Washington State University researchers have developed an easy-to-use software program to identify drug-resistant genes in bacteria.
The program could make it easier to identify the deadly antimicrobial resistant bacteria that exist in the environment. Such superbugs annually cause more than 2.8 million difficult-to-treat pneumonia or bloodstream infections and 35,000 deaths in the U.S.
The researchers, including Ph.D. computer science graduate Abu Sayed Chowdhury, Shira Broschat in the School of Electrical Engineering and Computer Science, and Douglas Call in the Paul G. Allen School for Global Animal Health, report on their work in the journal Scientific Reports.
Antimicrobial resistance (AMR) occurs when bacteria or other microorganisms evolve their genetic make-up to overcome the drugs that are used to treat infections. Bacteria that cause staph or strep infections or diseases such as tuberculosis, malaria, and pneumonia have developed drug-resistant strains that make them increasingly difficult and sometimes impossible to treat. The problem is expected to worsen in future decades in terms of increased infections, deaths, and health costs as bacteria evolve to outsmart a limited number of antibiotic treatments.
As anti-microbial resistance becomes a threat worldwide, both economically and to public health, there is an urgent need to develop a tool for efficient prediction."
Abu Sayed Chowdhury, lead author on the paper
As large-scale genetic sequencing has become easier, researchers are looking for AMR genes in the environment. Researchers are interested in where microbes are living in soil and water and how they might spread and affect human health. While they are able to identify genes that are similar to AMR-resistant genes, they have been missing genes for resistance that aren't similar.
The WSU research team developed a machine-learning algorithm that uses features of AMR proteins rather than the similarity of gene sequences to identify AMR genes. The researchers used game theory, a tool that is used in several fields, especially economics, to model strategic interactions between game players, to help identify the AMR genes.
Using their machine learning algorithm and game theory approach, the researchers looked at the interactions of several features of the genetic material, including its structure and the physiochemical, evolutionary, and composition properties of protein sequences rather than simply sequence similarity.
"Our software can be employed to analyze metagenomic data in greater depth than would be achieved by simple sequence matching algorithms," Chowdhury said. "This can be an important tool for better understanding the emergence of new antimicrobial resistance genes that eventually become clinically important."
"The virtue of this program is that we can actually detect AMR in newly sequenced genomes," Broschat said. "It's a way of identifying AMR genes and their prevalence that might not otherwise have been found. That's really important."
The WSU team looked for resistance to two common antibiotics, bacitracin and vancomycin, that are used to treat a variety of infections, ranging from staph infections to Clostridium difficile. They were able to accurately classify resistant genes with up to 90 percent accuracy.

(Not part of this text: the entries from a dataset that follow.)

PR #5582, opened 2026-04-20
[Resources] Support BCP 47 script code qualifiers in resource folders

### LINKED ISSUE #4449: Ability to support more language and region qualifiers
GenerateResClassTask was failed:
java.lang.IllegalStateException: values-b+zh+Hans/strings.xml contains unknown qualifier: 'b+zh+Hans'.

Can values-b+zh+Hans and values-b+zh+Hant be supported

https://www.jetbrains.com/help/kotlin-multiplatform-dev/compose-images-resources.html#language-and-regional-qualifiers
https://developer.android.google.cn/guide/topics/resources/app-languages

2KAbhishek:
Resource folder parsing rejected valid Android BCP 47 folder names like `values-b+sr+Latn` (script code), `values-b+zh+Hans+CN` (multi-segment), and `values-b+es+419` (numeric region) with "unknown qualifier" errors when placed under `commonMain/composeResources`.
The Gradle plugin split folder names on `-` without understanding the `b+lang+code` segment format, and qualifier validation only accepted 2-letter region codes.

This PR adds support for BCP 47 script codes (ISO 15924) and numeric region codes in resource folder qualifiers, propagates the script through both the suspend (`getString()`) and Composable (`stringResource()`) lookup paths.

Fixes [CMP-4449](https://youtrack.jetbrains.com/issue/CMP-4449)
Fixes #4449

## Testing

- `testGetPathByEnvironmentWithScript` in `ResourceTest` covers script matching (`sr-Latn`, `sr-Cyrl`, `zh-Hans`, `zh-Hant`), region narrowing, empty-script fallback, cross-language default resolution, and the script-priority guard.
- `testDefaultComposeEnvironmentPropagatesSystemScript` and `testDefaultComposeEnvironmentDropsSystemScriptOnLanguageOverride` cover the Composable `stringResource()` script lookup path.
- `testBcpFolderQualifiers` and `testBcpFolderQualifiersInvalid` integration tests cover language-only, script, alpha-2 and numeric regions, multi-segment chains, and trailing theme/density qualifiers, plus rejection of malformed segments, out-of-order subtags, trailing locale qualifiers after `b+...`, and standalone script qualifiers without `b+`.
- Verified end-to-end on Android emulator (API 36) with a sample app

### Fixes - Resources

- Support BCP 47 script (`values-b+sr+Latn`, `values-b+zh+Hans`) and numeric region (`values-b+es+419`) qualifiers, including multi-segment locales and trailing theme/density qualifiers, in `commonMain` resource folders

> Authored with AI assistance, reviewed and tested manually before submitting.


components/resources/library/src/commonMain/kotlin/org/jetbrains/compose/resources/ResourceEnvironment.kt
```diff
@@ -166,35 +170,46 @@ private fun List<ResourceItem>.filterByDensity(density: DensityQualifier): List<
...
+        val noScript = withLanguage.filter { item -> item.qualifiers.none { it is ScriptQualifier } }
+        noScript.ifEmpty { withLanguage }
+    } else {
+        val withScript = withLanguage.filter { item -> item.qualifiers.any { it == script } }
+        if (withScript.isNotEmpty()) {
+            withScript
+        } else {
+            withLanguage.filter { item -> item.qualifiers.none { it is ScriptQualifier } }
+        }
     }
```
terrakok, line 206: why do you use different code styles here? (suspected AI)

components/resources/library/src/commonMain/kotlin/org/jetbrains/compose/resources/ResourceEnvironment.kt
```diff
@@ -166,35 +170,46 @@ private fun List<ResourceItem>.filterByDensity(density: DensityQualifier): List<
...
+
     val withLanguage = filter { item ->
         item.qualifiers.any { it == language }
     }
-
-    val withExactLocale = withLanguage.filter { item ->
-        item.qualifiers.any { it == region }
+    if (withLanguage.isEmpty()) return noLocaleItems
+
+    val scriptCandidates = if (script.script.isEmpty()) {
```
terrakok, line 196: instead of `script.script.isEmpty()` better to add a function to the `ScriptQualifier`.

components/resources/library/src/commonTest/kotlin/org/jetbrains/compose/resources/ResourceTest.kt
```diff
@@ -111,4 +112,64 @@ class ResourceTest {
             assertEquals("Resource with ID='ImageResource:test3' has more than one file: en1, en2", msg)
         }
     }
+
+    @Test
+    fun testGetPathByEnvironmentWithScript() {
```
terrakok, line 117: please check all cases from the description:
```
// Filter by language, script, and region together (extended from the original lang+region logic):
// 1) exact language + script + region -> use it
// 2) language + script (no region) -> use it
// 3) language + region (no script) -> use it
// 4) language only (no script, no region) -> use it
// 5) items with NO locale qualifiers at all (default)
// When the environment script is empty (e.g. DefaultComposeEnvironment), prefer items without
// a ScriptQualifier first; fall back to script-tagged items only if nothing else matches.
```

and add references on the cases in comments

gradle-plugins/compose/src/main/kotlin/org/jetbrains/compose/resources/GenerateResourceAccessorsTask.kt
```diff
@@ -141,6 +139,34 @@ internal abstract class GenerateResourceAccessorsTask : IdeaImportTask() {
...
     }
 
+    /**
+     * Parses Android folder names to extract qualifiers.
+     * Handles both standard qualifiers and Android BCPF format.
+     *
+     * Examples: values-en-rUS -> ["en", "rUS"]
+     *           values-b+sr+Latn -> ["sr", "Latn"]
+     */
+    private fun parseAndroidFolderName(dirName: String): List<String>? {
```
terrakok, line 149: parseComposeResourceLocaleQualifiers

gradle-plugins/compose/src/main/kotlin/org/jetbrains/compose/resources/GenerateResourceAccessorsTask.kt
```diff
@@ -141,6 +139,34 @@ internal abstract class GenerateResourceAccessorsTask : IdeaImportTask() {
...
+        val bcpfPattern = Regex("""^([a-z]+)-b\+([a-z]{2,3})\+([A-Za-z0-9]+)$""")
```
terrakok, line 150: should it work for `values-dark-b+zh+Hant`?

gradle-plugins/compose/src/main/kotlin/org/jetbrains/compose/resources/GenerateResourceAccessorsTask.kt
```diff
@@ -141,6 +139,34 @@ internal abstract class GenerateResourceAccessorsTask : IdeaImportTask() {
...
+        val bcpfMatch = bcpfPattern.matchEntire(dirName)
+        if (bcpfMatch != null) {
+            val language = bcpfMatch.groupValues[2]
+            val code = bcpfMatch.groupValues[3]
+            return if (code.first().isDigit()) {
+                listOf(language, "r$code")
+            } else {
+                listOf(language, code)
+            }
```
terrakok, line 159: could you explain the logic?

gradle-plugins/compose/src/main/kotlin/org/jetbrains/compose/resources/GenerateResourceAccessorsTask.kt
terrakok: or when `b+sr+Latn+RS`

gradle-plugins/compose/src/test/kotlin/org/jetbrains/compose/test/tests/integration/ResourcesTest.kt
```diff
@@ -48,6 +48,25 @@ class ResourcesTest : GradlePluginTestBase() {
         }
     }
 
+    @Test
+    fun testBcpFolderQualifiers() {
```
terrakok, line 52: add more test cases:
 - more than 2 bcp47 tags -> error?
 - mix bcp47 and region -> error
 - more different bcp47 cases (only lang, numeric region, etc)

terrakok (changes requested):

2KAbhishek:
@terrakok thank you for the review comments, I will be resolving those and get back

components/resources/library/src/commonMain/kotlin/org/jetbrains/compose/resources/ResourceEnvironment.kt
2KAbhishek: Yes, I did use AI's help for this PR

I will be fixing the style mismatch, thanks for the catch

gradle-plugins/compose/src/main/kotlin/org/jetbrains/compose/resources/GenerateResourceAccessorsTask.kt
2KAbhishek: On this PR I have only added support for 2 separator resource like `b+sr+Latn`, was hoping to build on this once it gets merged and then add more - like the cases you mentioned.

What do you suggest?

components/resources/library/src/commonTest/kotlin/org/jetbrains/compose/resources/ResourceTest.kt
2KAbhishek: I will add these, thank you

gradle-plugins/compose/src/main/kotlin/org/jetbrains/compose/resources/GenerateResourceAccessorsTask.kt
2KAbhishek: I added this to support numeric region locales like `es-419`.

When parsing values-b+... folders we extract the language + next subtag, if that subtag is numeric (419) it represents a region, and Android resource qualifiers require the r prefix (values-es-r419).

So this normalizes 419 -> r419

> Note: the region language fallback is not fully baked in on this PR, i.e es-MX -> es-419 is not part of these changes, I am hoping to add that as a subsequent PR.

Please let me know if that sounds ok to you, or if you want me to clean this up.

terrakok: I mean why didn't you add r when it is letters?

gradle-plugins/compose/src/main/kotlin/org/jetbrains/compose/resources/GenerateResourceAccessorsTask.kt
terrakok: cases with other qualifiers must work. like `values-dark-b+zh+Hant`

components/resources/library/src/commonMain/kotlin/org/jetbrains/compose/resources/ResourceEnvironment.kt
terrakok: then you must mention it at least, and review your code twice before submitting PR

westnordost:
In one comment you write you also added support for [**UN M49 region codes**](https://en.wikipedia.org/wiki/UN_M49).
From a multiplatform perspective, all you have in order to decide which resource to use is the `androidx.compose.ui.text.intl.Locale`, i.e. ISO 639 `language` code, ISO 15924 `script` code and ISO 3166 `region` code. To be able to interpret UN M49 region codes correctly, you'd need a mapping from these to ISO 3166 region codes and I don't see this anywhere in this PR.
Anyway, you *do* mention that support for these "is not fully baked in yet", but I'd suggest to leave this out of this PR completely. The utility of ISO 15924 `script` code is acknowledged by maintainers, support for UN M49 identifiers would be a different issue.

~**Addendum**: Note however that [IETF BCP47 language tags](https://en.wikipedia.org/wiki/IETF_language_tag) actually allow for UN.49 region codes in place of a ISO 3166 region code, e.g. `es-Latn-419` would indeed be a valid IETF BCP47 language tag. This means, that any platform that has full support for parsing such a language tag would also understand UN.49 region codes out of the box.~

(see https://github.com/JetBrains/compose-multiplatform/pull/5582#issuecomment-4334015384)

westnordost:
As a side-note, I always wondered about the odd `b+<language code>-<script code>` syntax in Android. It seems to me that a unique identifier for language + script + region code would be perfectly possible without the `b+` in front. And also, about the `<language code>-r<region code>` syntax, i.e. with the `r` in the middle.

Reading the [Android documentation on this matter](https://developer.android.com/guide/topics/resources/providing-resources#AlternativeResources), it looks like the above mentioned syntax simply came to be for historic reasons. Only with Android 7.0, the `b+<language code>-<script code>` was added.

So, wouldn't it be fine to just use 1:1 [IETF BCP47 language tags](https://en.wikipedia.org/wiki/IETF_language_tag) as directory names instead of inheriting this legacy Android syntax? E.g.

- `sr-Latn-RS`
- `zh-Hans`
- `en-GB`
 
instead of

- `b+sr+Latn+RS`
- `b+zh+Hans`
- `en-rGB`

Of course, using `en-GB` instead of `en-rGB` would be a **breaking change**, so, to not break existing software using Compose Multiplatform resources, `en-rGB` would still need to be understood correctly for backward compatibility.

**Disclaimer**: I am no maintainer here, this is just my opinion. It remains with maintainers such as @terrakok to make any decisions in this regard. I just want to allude to that now is probably the only sensible opportunity to drop that legacy syntax.

gradle-plugins/compose/src/main/kotlin/org/jetbrains/compose/resources/GenerateResourceAccessorsTask.kt
westnordost: @terrakok I believe it would be `values-b+zh+Hant-dark`?

[Jetbrain's official documentation on resources](https://kotlinlang.org/docs/multiplatform/compose-multiplatform-resources-setup.html#qualifiers) doesn't mention in which order the qualifiers need to be listed. [The Android documentation on resource qualifiers](https://developer.android.com/guide/topics/resources/providing-resources#AlternativeResources) however _does_ mention an order, and the order is

1. language, script, region
2. theme
3. screen density

(Incidentally, that's the order in which the qualifiers are mentioned in Jetbrain's documentation too, the documentation just doesn't state that the qualifiers must be specified in that order exactly.)

2KAbhishek: Noticed this in the example on Jetbrain's docs

drawable-en-rUS-mdpi-dark

1. Lang script region
2. Density 
3. Theme

We should follow the same order right?

2KAbhishek: @terrakok need your inputs on this please, I will proceed accordingly

gradle-plugins/compose/src/main/kotlin/org/jetbrains/compose/resources/GenerateResourceAccessorsTask.kt
2KAbhishek: Resolved this

components/resources/library/src/commonMain/kotlin/org/jetbrains/compose/resources/ResourceEnvironment.kt
2KAbhishek: Added now

components/resources/library/src/commonMain/kotlin/org/jetbrains/compose/resources/ResourceEnvironment.kt
2KAbhishek: mentioned it on the updated description

gradle-plugins/compose/src/main/kotlin/org/jetbrains/compose/resources/GenerateResourceAccessorsTask.kt
2KAbhishek: I have went with [this pattern](https://github.com/JetBrains/compose-multiplatform/pull/5582#discussion_r3121487394) as mentioned in the docs, e.g: `values-b+zh+Hant-dark`

2KAbhishek:
> In one comment you write you also added support for [**UN M49 region codes**](https://en.wikipedia.org/wiki/UN_M49). From a multiplatform perspective, all you have in order to decide which resource to use is the `androidx.compose.ui.text.intl.Locale`, i.e. ISO 639 `language` code, ISO 15924 `script` code and ISO 3166 `region` code. To be able to interpret UN M49 region codes correctly, you'd need a mapping from these to ISO 3166 region codes and I don't see this anywhere in this PR. Anyway, you _do_ mention that support for these "is not fully baked in yet", but I'd suggest to leave this out of this PR completely. The utility of ISO 15924 `script` code is acknowledged by maintainers, support for UN M49 identifiers would be a different issue.

@westnordost can you please help by creating an issue for this on YouTrack? I think it will be better to take the UN M49 mapping as a subsequent fix and not include it on this PR - I can work on adding it

2KAbhishek:
> As a side-note, I always wondered about the odd `b+<language code>-<script code>` syntax in Android. It seems to me that a unique identifier for language + script + region code would be perfectly possible without the `b+` in front. And also, about the `<language code>-r<region code>` syntax, i.e. with the `r` in the middle.

@westnordost Appreciate the suggestion, but for this PR I'd like to keep scope tight: support what Android's resource system already supports - b+ and lang-rREGION, so resources can be ported from Android to CMP without extra steps.

Moving to IETF-pure folder syntax (sr-Latn-RS, en-GB) is a worthwhile discussion but I think it's a separate concern from script-code support and would need its own deprecation story for the existing region syntax. Happy to revisit as a follow-up issue if needed.

2KAbhishek:
@terrakok I have resolved the suggestions and did some clean up, can you please take another look 🙏🏽

westnordost:
> @westnordost Appreciate the suggestion, but for this PR I'd like to keep scope tight: support what Android's resource system already supports - b+ and lang-rREGION, so resources can be ported from Android to CMP without extra steps.

Right, but the resource directory names for Compose Multiplatform Resources *already* deviate from those from Android: Android uses `night`, `notnight`, CMP uses `dark`, `light`. Given that such a quite unnecessary change was already made, I am inferring that CMP-folks are more open towards deviating from the legacy Android resource directory naming scheme. Well, all that is just speculation from my part, though.

westnordost:
One note about UN49 support:

I wrote earlier...

> Addendum: Note however that [IETF BCP47 language tags](https://en.wikipedia.org/wiki/IETF_language_tag) actually allow for UN.49 region codes in place of a ISO 3166 region code, e.g. es-Latn-419 would indeed be a valid IETF BCP47 language tag. This means, that any platform that has full support for parsing such a language tag would also understand UN.49 region codes out of the box.

This is wrong, or at least not helpful. While in e.g. JavaScript, `es-419` is parsed without error (i.e. it is supported) `"419"` is just put into the `region` field. So what's actually missing is an API that would allow one to check whether `CL` is in `419`. Hence, regardless, a mapping UN.49 <-> ISO 3166 code in Kotlin would still be necessary for UN.49 support in directory names. Sorry for the noise.

2KAbhishek:
@terrakok just wanted to follow up for a re-review, can you please take another look

2KAbhishek:
@igordmn @eymar @Schahen @MatkovIvan 
Sorry for making noise, I wanted to get some eyes on this PR as it has been waiting for some time

Will be super helpful if you can take a look or let me know who can help with this 🙏🏽 
Thanks

gradle-plugins/compose/src/main/kotlin/org/jetbrains/compose/resources/GenerateResourceAccessorsTask.kt
```diff
@@ -110,11 +116,9 @@ internal abstract class GenerateResourceAccessorsTask : IdeaImportTask() {
     ): List<ResourceItem>? {
         val file = this
         val dirName = file.parentFile.name ?: return null
-        val typeAndQualifiers = dirName.split("-")
-        if (typeAndQualifiers.isEmpty()) return null
+        val qualifiers = parseComposeResourceQualifiers(dirName)
```
terrakok: Architecture: every qualifier parsing shold happen in single place (GeneratedResClassSpec.kt as it was before). At the moment the parsing logic lies in two different places.

components/resources/library/src/commonMain/kotlin/org/jetbrains/compose/resources/ResourceEnvironment.kt
```diff
@@ -48,8 +51,17 @@ internal val DefaultComposeEnvironment = object : ComposeEnvironment {
 
         //cache ResourceEnvironment unless compose environment is changed
         return remember(composeLocale, composeTheme, composeDensity) {
+            // androidx.compose.ui.text.intl.Locale doesn't expose script yet; borrow it
+            // from the system only when languages match, so locale overrides don't inherit a wrong script.
```
terrakok: attach a link to the issue in AOSP tracker, please

components/resources/library/src/commonMain/kotlin/org/jetbrains/compose/resources/ResourceEnvironment.kt
```diff
@@ -48,8 +51,17 @@ internal val DefaultComposeEnvironment = object : ComposeEnvironment {
...
+            val systemEnvironment = getSystemResourceEnvironment()
```
terrakok: this is expensive operation (as it is even documented!) don't use it here.
If you need to workaround it on android only then make a special expect/actual

components/resources/library/src/macosMain/kotlin/org/jetbrains/compose/resources/ResourceEnvironment.macos.kt
```diff
@@ -30,8 +31,9 @@ internal actual fun getSystemEnvironment(): ResourceEnvironment {
 
     return ResourceEnvironment(
         language = LanguageQualifier(languageCode),
+        script = ScriptQualifier(scriptCode),
         region = RegionQualifier(regionCode.orEmpty()),
```
terrakok: follow the current style, please: scriptCode.orEmpty() here (not in the declaration)

components/resources/library/src/iosMain/kotlin/org/jetbrains/compose/resources/ResourceEnvironment.ios.kt
```diff
@@ -18,8 +19,9 @@ internal actual fun getSystemEnvironment(): ResourceEnvironment {
     val density = mainScreen.scale.toFloat()
     return ResourceEnvironment(
         language = LanguageQualifier(languageCode),
+        script = ScriptQualifier(scriptCode),
```
terrakok: follow the current style, please: scriptCode.orEmpty() here (not in the declaration)

components/resources/library/src/commonMain/kotlin/org/jetbrains/compose/resources/ResourceEnvironment.kt
```diff
@@ -48,8 +51,17 @@ internal val DefaultComposeEnvironment = object : ComposeEnvironment {
...
+            val systemScript = if (composeLocale.language == systemEnvironment.language.language) {
```
terrakok: this is not clear logic. we need tests for that

gradle-plugins/compose/src/main/kotlin/org/jetbrains/compose/resources/GenerateResourceAccessorsTask.kt
terrakok: pass a bcp qualifier (string with pluses inside) to ResourceItem. and then inside `CodeBlock.Builder.addQualifier` extract real locale qualifiers

terrakok (changes requested):

westnordost:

They have developed a software package that can be easily downloaded and used by other researchers to look for AMR in large pools of genetic material. The software can also be improved over time. While it's trained on currently available data, researchers will be able to re-train the algorithm as more data and sequences become available.
"You can bootstrap and improve the software as more positive data becomes available," Broschat said.
Chowdhury, A.S., et al. (2020) PARGT: a software tool for predicting antimicrobial resistance in bacteria. Scientific Reports. doi.org/10.1038/s41598-020-67949-9.